The documentary when on to explain how glaciers affect the earth's climate (for example, they reflect heat back into space) and how they slowly drift and shape the earth. Via satellite images, their movements are tracked and show that, even though they're frozen and seemingly solid, they move like liquid and spread out in ripples and flow downward through valleys, etc. With the same satellite views, it was shown that glaciers have receded 6 miles since 1997 in Greenland, and 9 miles in another area. Also, a time-lapse camera revealed how quickly the ice was moving over a three-month period. The faster the ice moves, the quicker it melts. And, as we all know, once the glaciers melt, the sea level will rise, among other things.
It all seemed pretty straightforward to me, and they didn't seem to be pushing any agenda beyond awareness. My mother just scoffed at the television, after not really paying attention, and said, "There are CHRISTIAN scientists who say otherwise!" We didn't attempt to discuss anything then, but got into it a little later.

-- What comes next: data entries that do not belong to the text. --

PR #3762, opened 2023-05-17
[Rails] Toggle ERB instead of HTML comments

### LINKED ISSUE #3756: [Rails] Wrong comments for html.erb templates
### What happened?

Currently the HTML (Rails) syntax is using HTML comments, resulting in an error.

Current behavior
`<!-- <h1 class="sidebar__name"><%= current_user.name %></h1> -->`

Expected behavior
`<%# <h1 class="sidebar__name"><%= current_user.name %1></h1> %>`

deathaxe:
Fixes #3756

This PR adds definition for ERB comments to be added/removed when toggling comments in ERB templates.

### DIFF
--- a/Rails/HTML (Rails) - Comments.tmPreferences
+++ b/Rails/HTML (Rails) - Comments.tmPreferences
@@ -1,0 +1,33 @@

Ya know, we got into the predictable arguments about the inconsistent character of God, the contradictions in the Bible (that, apparently, are not really contradictions), the alleged PROOF of Creation, the fact that Moses could've been high when he spoke to the Burning Bush, the fact that (to her surprise) I wouldn't believe myself if I DID see something out of the ordinary, like a UFO... which I did see when I was like 8, but still think it wasn't real... and the definition of Light. [etc...] Two points really stand out in my mind: the latter, which is the definition of light, and the fact that she couldn't tell me what the difference between angels and fairies is.
The light issue is a pretty significant issue in my mind. The Bible claims God created light first... it also says He IS light (He created Himself?). If we're being metaphorical, then comparing God to light is fine. But. He can't ACTUALLY be light... for a lot of reasons, one of them being that the Bible says He created it. The Bible makes a pretty clear statement that light hasn't always been around, right? Sooo... yeah. I think we should at least concede that God is not ACTUALLY light.
But then I went on to explain that stars are constantly being formed and destroyed, and that scientists can observe this because they can see them in their various stages. It takes millions of years (or more) for this process to take place, and each star is at a completely different stage... suggesting they weren't all "placed" in the cosmos at one point in history. The Bible says he put each one in its place; it's sort of like the idea that every animal that ever existed STILL exists now and there are no new creatures. Creationists have a problem with evolution because it goes against the Bible which says we were all created in seven days... not over a period of time.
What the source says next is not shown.